Data for this exercise:
PR #2055, opened 2021-05-25
Player by reference part 3

AJenbo:
Removed unused function `GetPlrGFXClass`.
Fixed impossible cases of `playerId == -1` in bloodboil code.
Moved `CalcPlrStaff` next to `CalcPlrSpell` in `player.cpp`
Plus the usual stuff that I found while plowing over the code.

Ignoring white-space will reduce the diff by about 150 lines.

Just 13 more files to go over.


julealgon (changes requested):
Stopped in the middle. I wish you could break your changes a bit more and not do everything at the same time... this would be a bit slower but would lead to less bugs in the future.

Some of the logic change diffs are really, _really_ hard to follow with other stuff going on at the same time.

Anyways... left one comment on an issue I found.

AJenbo:
> I wish you could break your changes a bit more and not do everything at the same time... this would be a bit slower but would lead to less bugs in the future.

Understandable, but not easy because of the order that this is happening in. I would have to commit, refactor and rebase before I could resume which would be a lot slower.

> Some of the logic change diffs are really, _really_ hard to follow with other stuff going on at the same time.

Ignoring white space should help a lot, changes to indentation unfortunately makes the diff on GitHub miss align quite a bit when white space is not ignored.

Source/control.cpp
```diff
@@ -313,10 +313,9 @@ static void DrawSpell(const CelOutputBuffer &out)
 	if (currlevel == 0 && st != RSPLTYPE_INVALID && !spelldata[spl].sTownSpell)
 		st = RSPLTYPE_INVALID;
 	SetSpellTrans(st);
-	if (spl != SPL_INVALID)
-		DrawSpellCel(out, PANEL_X + 565, PANEL_Y + 119, *pSpellCels, SpellITbl[spl]);
-	else
-		DrawSpellCel(out, PANEL_X + 565, PANEL_Y + 119, *pSpellCels, 27);
+
+	int nCel = (spl != SPL_INVALID) ? SpellITbl[spl] : 27;
```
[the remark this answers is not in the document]
AJenbo: I actually like this better. The expected condition comes first and you can more or less ignore the rest of the line.

Source/missiles.cpp
```diff
@@ -2904,23 +2900,24 @@ void AddNova(int mi, int sx, int sy, int dx, int dy, int midir, int8_t mienemy,
 
 void AddBlodboil(int mi, int sx, int sy, int dx, int dy, int midir, int8_t mienemy, int id, int dam)
 {
-	if (id == -1 || plr[id]._pSpellFlags & 6 || plr[id]._pHitPoints <= plr[id]._pLevel << 6) {
+	auto &player = plr[id];
+
+	if (id == -1 || player._pSpellFlags & 6 || player._pHitPoints <= player._pLevel << 6) {
```
StephenCWills, line 2905: We should probably check for `id == -1` before attempting to access `plr[id]`.

Source/missiles.cpp
```diff
@@ -3036,18 +3033,8 @@ void AddCbolt(int mi, int sx, int sy, int dx, int dy, int midir, int8_t micaster
...
-		} else {
-			missile[mi]._mirnd = GenerateRnd(15) + 1;
-			missile[mi]._midam = GenerateRnd(plr[id]._pMagic / 4) + 1;
-		}
-	} else {
-		missile[mi]._mirnd = GenerateRnd(15) + 1;
-		missile[mi]._midam = 15;
-	}
+	missile[mi]._mirnd = GenerateRnd(15) + 1;
+	missile[mi]._midam = (micaster == 0) ? (GenerateRnd(plr[id]._pMagic / 4) + 1) : 15;
```
StephenCWills, line 3037: What the heck was this nonsense? Nice cleanup. 👍

Source/missiles.cpp
```diff
@@ -3895,109 +3880,112 @@ void MI_Reflect(int i)
...
+		return;
+
+	missile[i]._miDelFlag = true;
+	PlaySfxLoc(IS_CAST7, plr[missile[i]._miVar1].position.tile.x, plr[missile[i]._miVar1].position.tile.y);
+	AutoMapShowItems = false;
 }
 
 void MI_LightningWallC(int i)
 {
+	int dp, tx, ty;
```
StephenCWills, line 3955: Normally you join declaration and assignment. Why did you separate them?

Source/missiles.cpp
```diff
@@ -4678,33 +4667,37 @@ void MI_Fireman(int i)
 
 void MI_FirewallC(int i)
 {
+	int dp, tx, ty;
```
StephenCWills, line 4670: Same as Lightning Wall. These declarations were separated.

StephenCWills:
Made it to the end. Changing indentation does make it more difficult to parse. Ignoring whitespace helps in some ways and hurts in others. However, I think this difficulty is fairly unavoidable. You could try to break cleanup into several smaller steps to ease the burden on reviewers, but it would require multiple passes through the codebase and/or tons of commits to sift through. It really is more efficient to just rewrite the whole function to fix multiple problems at once so you won't have to revisit. The potential for errors introduced by the rewrite is part of what makes the change worth reviewing.

Source/missiles.cpp
```diff
@@ -592,135 +587,145 @@ bool MonsterMHit(int pnum, int m, int mindam, int maxdam, int dist, int t, bool
...
+
+	if (hit >= hper)
+		return false;
+
 #ifdef _DEBUG
-	if (hit < hper || debug_mode_key_inverted_v || debug_mode_dollar_sign) {
-#else
-	if (hit < hper) {
+	if (!debug_mode_key_inverted_v && !debug_mode_dollar_sign)
+		return false;
```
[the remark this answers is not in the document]
AJenbo: Arh, right. This one has always been a bit of a pain. Oh well at least now it shouldn't confuse the editors regarding indentation despite having to retain an `#else`

Source/missiles.cpp
AJenbo: To make the left/right growth code as identical as possible and to indicate that it needs some proper refactoring.

Source/items.cpp
```diff
@@ -3917,41 +3907,43 @@ void UseItem(int p, item_misc_id Mid, spell_id spl)
...
 	int l, j;
 
+	auto &player = plr[p];
+
 	switch (Mid) {
 	case IMISC_HEAL:
 	case IMISC_FOOD:
-		j = plr[p]._pMaxHP >> 8;
+		j = player._pMaxHP >> 8;
 		l = ((j >> 1) + GenerateRnd(j)) << 6;
```
thebigMuh, line 3916:
```suggestion
		l = GenerateRnd(player._pMaxHP / 4) + player._pMaxHP / 8;
```

Source/items.cpp
```diff
@@ -3917,41 +3907,43 @@ void UseItem(int p, item_misc_id Mid, spell_id spl)
...
-		plr[p]._pHitPoints = plr[p]._pMaxHP;
-		plr[p]._pHPBase = plr[p]._pMaxHPBase;
+		player._pHitPoints = player._pMaxHP;
+		player._pHPBase = player._pMaxHPBase;
 		drawhpflag = true;
 		break;
 	case IMISC_MANA:
-		j = plr[p]._pMaxMana >> 8;
+		j = player._pMaxMana >> 8;
 		l = ((j >> 1) + GenerateRnd(j)) << 6;
```
thebigMuh, line 3932:
```suggestion
		l = GenerateRnd(player._pMaxMana / 4) + player._pMaxMana / 8;
```

Source/missiles.cpp
AJenbo: Have it done, will send it as the next one. Will be a nice small on in comparison :D

Source/items.cpp
```diff
@@ -3972,89 +3964,89 @@ void UseItem(int p, item_misc_id Mid, spell_id spl)
...
-			plr[p]._pHPBase = plr[p]._pMaxHPBase;
+			player._pHitPoints = player._pMaxHP;
+			player._pHPBase = player._pMaxHPBase;
 			drawhpflag = true;
 		}
 		break;
 	case IMISC_REJUV:
-		j = plr[p]._pMaxHP >> 8;
+		j = player._pMaxHP >> 8;
 		l = ((j / 2) + GenerateRnd(j)) << 6;
```
thebigMuh, line 3974: Ah someone changed the >> 1 to a / 2 here.
Still the same as above:
```suggestion
		l = GenerateRnd(player._pMaxHP / 4) + player._pMaxHP / 8;
```

Source/items.cpp
```diff
@@ -3972,89 +3964,89 @@ void UseItem(int p, item_misc_id Mid, spell_id spl)
...
+		if (player._pClass == HeroClass::Rogue)
 			l += l / 2;
-		plr[p]._pHitPoints = std::min(plr[p]._pHitPoints + l, plr[p]._pMaxHP);
-		plr[p]._pHPBase = std::min(plr[p]._pHPBase + l, plr[p]._pMaxHPBase);
+		player._pHitPoints = std::min(player._pHitPoints + l, player._pMaxHP);
+		player._pHPBase = std::min(player._pHPBase + l, player._pMaxHPBase);
 		drawhpflag = true;
-		j = plr[p]._pMaxMana >> 8;
+		j = player._pMaxMana >> 8;
 		l = ((j / 2) + GenerateRnd(j)) << 6;
```
thebigMuh, line 3983:
```suggestion
		l = GenerateRnd(player._pMaxMana / 4) + player._pMaxMana / 8;
```

Source/items.cpp
```diff
@@ -4272,9 +4266,11 @@ static void SpawnOnePremium(int i, int plvl, int myplr)
...
-	int dexterity = std::max(plr[myplr].GetMaximumAttributeValue(CharacterAttribute::Dexterity), plr[myplr]._pDexterity);
-	int magic = std::max(plr[myplr].GetMaximumAttributeValue(CharacterAttribute::Magic), plr[myplr]._pMagic);
+	auto &myPlayer = plr[myplr];
+
+	int strength = std::max(myPlayer.GetMaximumAttributeValue(CharacterAttribute::Strength), myPlayer._pStrength);
+	int dexterity = std::max(myPlayer.GetMaximumAttributeValue(CharacterAttribute::Dexterity), myPlayer._pDexterity);
+	int magic = std::max(myPlayer.GetMaximumAttributeValue(CharacterAttribute::Magic), myPlayer._pMagic);
 	strength *= 1.2;
 	dexterity *= 1.2;
 	magic *= 1.2;
```
thebigMuh, line 4276: The random doubles that appear every now and then bother me.
```suggestion
	strength += strength / 5;
	dexterity += dexterity / 5;
	magic += magic / 5;
```

Source/items.cpp
```diff
@@ -4528,16 +4524,16 @@ int RndBoyItem(int lvl)
...
-	int magic = std::max(plr[myplr].GetMaximumAttributeValue(CharacterAttribute::Magic), plr[myplr]._pMagic);
+	auto &myPlayer = plr[myplr];
+
+	HeroClass pc = myPlayer._pClass;
+	int strength = std::max(myPlayer.GetMaximumAttributeValue(CharacterAttribute::Strength), myPlayer._pStrength);
+	int dexterity = std::max(myPlayer.GetMaximumAttributeValue(CharacterAttribute::Dexterity), myPlayer._pDexterity);
+	int magic = std::max(myPlayer.GetMaximumAttributeValue(CharacterAttribute::Magic), myPlayer._pMagic);
 	strength *= 1.2;
 	dexterity *= 1.2;
 	magic *= 1.2;
```
thebigMuh, line 4539:
```suggestion
	strength += strength / 5;
	dexterity += dexterity / 5;
	magic += magic / 5;
```

Source/missiles.cpp
AJenbo: Looks like this one also cannot happen as blood boil is only cast by the player (`PM_DoSpell()`) and so always have an id.

thebigMuh (dismissed):
I wonder how many bugs slip through the cracks with these huge sweeping changes...

StephenCWills (approved):

Iniquitatis:
Off-topic:
@thebigMuh As much as I'm also concerned about this, I'm honestly failing to see Diablo as some sort of super-complex game with deep mechanics. The current codebase (which is derived from the original one) is unnecessarily convoluted, so cleaner code = easier to fix bugs and replicate desired behavior.

julealgon:
@StephenCWills 
> It really is more efficient to just rewrite the whole function to fix multiple problems at once so you won't have to revisit. 

It might be more efficient for the person making the change, but it is much less efficient for people reviewing, reading the code later, and debugging why something is not working on that function when looking at the history.

> The potential for errors introduced by the rewrite is part of what makes the change worth reviewing.

I think you have it the wrong way there: incremental refactoring is _vastly_ safer than making every single adjustment at the same time. You increase the risk of inadvertently changing things, you make it harder for others to spot the same mistake, etc.

---

@thebigMuh 
> I wonder how many bugs slip through the cracks with these huge sweeping changes...

Some will invariably do, it has happened in the recent past several times. The more stuff we touch simultaneously, the more exponential the chance for bugs will become.

---

@Iniquitatis 
> Off-topic:
@thebigMuh As much as I'm also concerned about this, I'm honestly failing to see Diablo as some sort of super-complex game with deep mechanics. The current codebase (which is derived from the original one) is unnecessarily convoluted, so cleaner code = easier to fix bugs and replicate desired behavior.

I don't think anyone is advocating for "not making it cleaner": that really is not the point of the discussion. The point (at least from my perspective) is that, by conflating multiple improvement categories in the same PRs and commits, you:
- increase the risk of introducing bugs, since there are move moving parts at any given time, and it is harder to review so consequently easier to miss problems. When you combine moving parts, they become exponentially more complex, not linearly.
- make it harder to read the change history on the project later. You see a commit stating "change to references for PlayerStruct" however there are other changes in that commit that are unrelated to that. You may end up skipping the commit by it's title, and miss something important. This is especially relevant when trying to fix bugs.

I know I insist a lot on this front, but I do it because I honestly think the codebase would be healthier that way. Yes, it needs more diligence, patience and time to do it properly, but the positives outweigh the negatives IMHO.


--- 

@AJenbo 
> Edit: I could split it up by function if that would help.

It would be an improvement, but not my main concern. Even if it is "per-function", if there are lots of different changes in it, it is still less than ideal. I'd prefer if you could focus on "one problem at a time". So, "convert to use early return" is a problem, "use references" is another, "move variable declarations closer to usage" another, "simplify the logic of X, Y Z" is yet another.

StephenCWills:
> It might be more efficient for the person making the change, but it is much less efficient for people reviewing, reading the code later, and debugging why something is not working on that function when looking at the history.

It's more efficient overall. Your suggestion of "convert to use early return," for instance, is not the type of thing that's easy to just do a search for and find all instances of it. Your comment about needing more diligence, patience, and time is perhaps a little bit of an understatement. For every little issue you identify as you review the codebase, you'd have to scour the entire codebase for each instance of it to fix them all so you can pack it up in a neat commit for your reviewers, and then your reviewers would have to review every little change independently on the same functions over and over. And since you're touching large parts of the codebase over and over, you'll frequently conflict with other PRs and changes as you're not the only one working on the codebase at any given time.

Even just as a reviewer, I would actually much prefer a full rewrite of individual functions over incremental changes to every function across the entire codebase. However, I recognize that some things are okay to do all at once and others are good to do as you go. I honestly don't think there's anything particularly wrong with this PR except maybe that it mixed a large sweeping change with a handful of rewrites that could have perhaps been organized into separate commits. However, it was pretty obvious which parts of the code were in need of more attention than others.

> I think you have it the wrong way there: incremental refactoring is _vastly_ safer than making every single adjustment at the same time. You increase the risk of inadvertently changing things, you make it harder for others to spot the same mistake, etc.

I'm not sure what you mean. Obviously I can't argue that incremental refactoring would be safer, and in that respect I do agree with what you're saying. However, I'm not clear on why that means I have it the wrong way.

AJenbo:
> > Edit: I could split it up by function if that would help.
> 
> It would be an improvement, but not my main concern. Even if it is "per-function", if there are lots of different changes in it, it is still less than ideal. I'd prefer if you could focus on "one problem at a time". So, "convert to use early return" is a problem, "use references" is another, "move variable declarations closer to usage" another, "simplify the logic of X, Y Z" is yet another.

How about I do a rebase with a pure player by reference followed by everything that i noticed when doing the other part.
The big thing for me is that I have to do all does changes once I apply clang-tidy, and that makes the clang-tidy commits pretty unruly, so this is an attempt at spreading it out a bit.

julealgon:
@AJenbo 
> How about I do a rebase with a pure player by reference followed by everything that i noticed when doing the other part.

If you can do that, it would be great. But again... I don't want you to waste even more time on conceptually trivial changes like this. The comments were more in regards to future changes. I've already mentioned this a few times by now but you still opted to combine the changes consciously, so I'll not insist anymore: instead, I'd just opt to not review some of the changes going forward.

Just keep in mind that, if you were to send these changes in a more focused manner, they'd all have probably been merged by now. By conflating changes, you are actually making your own life worse here, as evidenced by new conflicts that cropped.

> The big thing for me is that I have to do all does changes once I apply clang-tidy, and that makes the clang-tidy commits pretty unruly, so this is an attempt at spreading it out a bit.

One suggestion I can make is to avoid adding multiple clang-tidy rules at the same time and then trying to apply all of them in one go. I've cleaned up projects in the past with 5 thousand warnings by applying fixes on a per category basis and it has worked very well. Sounds like something similar could be done here: for every clang tidy new rule, make sure the entire project follows that rule, and then activate it. Do the same steps for every rule and every change will become drastically simpler and more specific.

Not sure if the boat has already sailed for such approach, though. In which case, you could manually disable the rules, enable one, refactor, enable another, refactor, and do this until all rules are enabled again. I know... considerably more work, but only because this wasn't done from the beginning.

AJenbo:
> Just keep in mind that, if you were to send these changes in a more focused manner, they'd all have probably been merged by now.

Well that is actually totally op to me.

AJenbo:
> > The big thing for me is that I have to do all does changes once I apply clang-tidy, and that makes the clang-tidy commits pretty unruly, so this is an attempt at spreading it out a bit.
> 
> One suggestion I can make is to avoid adding multiple clang-tidy rules at the same time and then trying to apply all of them in one go. I've cleaned up projects in the past with 5 thousand warnings by applying fixes on a per category basis and it has worked very well. Sounds like something similar could be done here: for every clang tidy new rule, make sure the entire project follows that rule, and then activate it. Do the same steps for every rule and every change will become drastically simpler and more specific.
> 
> Not sure if the boat has already sailed for such approach, though. In which case, you could manually disable the rules, enable one, refactor, enable another, refactor, and do this until all rules are enabled again. I know... considerably more work, but only because this wasn't done from the beginning.

I have looked at that option as well, there just isn't a way that makes this simple easy and quick.

julealgon:
@StephenCWills 
> It's more efficient overall.

I feel like the fact that this hasn't been merged yet is a very clearly indication that it is not. Smaller and more focused changes are reviewed much faster, and have dramatically reduced chance of conflicts because of that.

> Your suggestion of "convert to use early return," for instance, is not the type of thing that's easy to just do a search for and find all instances of it. Your comment about needing more diligence, patience, and time is perhaps a little bit of an understatement. For every little issue you identify as you review the codebase, you'd have to scour the entire codebase for each instance of it to fix them all so you can pack it up in a neat commit for your reviewers, and then your reviewers would have to review every little change independently on the same functions over and over. 

Ideally, fixing a single category of problems once would be best, indeed, but as you said, it's not always possible. With early returns, I totally agree that going through the entire code base would be too time consuming and potentially generate a gigantic change, so you can do that piecemeal. Solving "per category" can still be done in parts of the code as long as you make that clear in the commit message. For example, "Employ early-return on player functions" is a perfectly valid commit that still solves a category of issues, but scoped to a particular section of the code that is still manageable.

The diligence/patience part was more in regards to being aware of this split beforehand when doing the actual refactoring work. Sometimes, you end up finding extra things to fix that impact your current change and you can opt to stop the current refactor (stash for example), do the other cleanup, and then continue with your previous work. This requires a bit more effort on the person doing the change, obviously.

Sorry I didn't make that clear before.

> And since you're touching large parts of the codebase over and over, you'll frequently conflict with other PRs and changes as you're not the only one working on the codebase at any given time.

The chance for conflicts depend not only on how much code is touched, but on how long the change stays stale. An ultra simple change that spans the entire code base is _still_ easy to review and fast to merge, so the chance of conflicts is reduced. Also, since the change is simple, only very few lines would be touched on every file/method/etc, so the chance of conflits due to the "amount of code" is _also_ reduced there.

Again, I can only use examples that have worked well for me, so here is another one: I just made a change in one very big project of ours to change the namespaces of every class in it. This ended up touching upwards of 2 thousand .cs files. However, the change was still trivial to review. What I did was to separate this change in a set of smaller namespace renames, starting with inner folders first, and going to outside ones later. Each change ended up touching at most 180 files, which was still manageable to review as namespace renames were basically a couple of lines on each .cs file. Since the changes were reviewed fast and thus merged fast, there were no conflicts with work being done by other people.

> Even just as a reviewer, I would actually much prefer a full rewrite of individual functions over incremental changes to every function across the entire codebase.

Ok, fair enough. Not everything is 100% objective. We'll just agree to disagree on this one. I find it much easier to review a "simple change" that is "applied many times" (or many simple changes in sequence) vs a "complex one" applied fewer times.

AJenbo:
> > It's more efficient overall.
> 
> I feel like the fact that this hasn't been merged yet is a very clear indication that it is not. 

Part 2 was even larger and recived less reviews, so I don't think you can generalize like that.

StephenCWills:
> > It's more efficient overall.
> 
> I feel like the fact that this hasn't been merged yet is a very clear indication that it is not. Smaller and more focused changes are reviewed much faster, and have dramatically reduced chance of conflicts because of that.

I thought the reason this wasn't merged is because it had nearly immediate conflicts with one of obligaron's PRs so AJenbo offered to defer the merge. I don't think it was being held up by reviewers.

> Ok, fair enough. Not everything is 100% objective. We'll just agree to disagree on this one. I find it much easier to review a "simple change" that is "applied many times" (or many simple changes in sequence) vs a "complex one" applied fewer times.

I get what you're saying from the perspective of a style change or a rename. If the intent is a simple cleanup without changing behavior, then it's easier for the reviewer to just double-check all instances of the change for equivalence. And certainly, taken individually, any simple change will always be easier to review than a complex one.

However, as a general rule, it's better to focus on the correctness of the functionality encapsulated by the abstraction than the equivalence of the change itself, whether making the change or reviewing. As an example of this, take AJenbo's changes to `AddBloodboil()`, in which he had to check usage to determine whether `-1` was ever used as input to the function. This had a direct effect on the structure of the code he was attempting to modify because the variable declaration for the player struct couldn't be placed in the middle of the conditional. If you ever have to conceptualize the encapsulated functionality to determine the correctness of a change, it hardly matters how simple or complex the change is because the total effort spent is not limited to the change being made. Breaking a rewrite into many smaller changes is only going to increase the workload on everyone.

Now, that's not to say you should always scrutinize every change to make sure it was correct in context of the function it was made in. The vast majority of my review was just me double-checking for equivalence, and those certainly did represent the easiest (and most tedious) parts. If I were to offer any advice on how this PR should have been broken up, I would say that any function that required more than just a variable declaration and a bunch of replacements should have had its own commit. That would split the changes up so I could have raced through the equivalence checks, followed up by methodically moving through the correctness checks one-by-one. As it stands, I was continually interrupted from the process of reviewing the simple checks by having to review the more complex ones littered throughout the codebase.

---

As for the other parts of your reply, I do not disagree. I appreciate your willingness to clarify and share examples from your experience.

Task prompt:
Search the entries for the string "mistake". Copy every line that has it.

Response area:
I think you have it the wrong way there: incremental refactoring is _vastly_ safer than making every single adjustment at the same time. You increase the risk of inadvertently changing things, you make it harder for others to spot the same mistake, etc.
> I think you have it the wrong way there: incremental refactoring is _vastly_ safer than making every single adjustment at the same time. You increase the risk of inadvertently changing things, you make it harder for others to spot the same mistake, etc.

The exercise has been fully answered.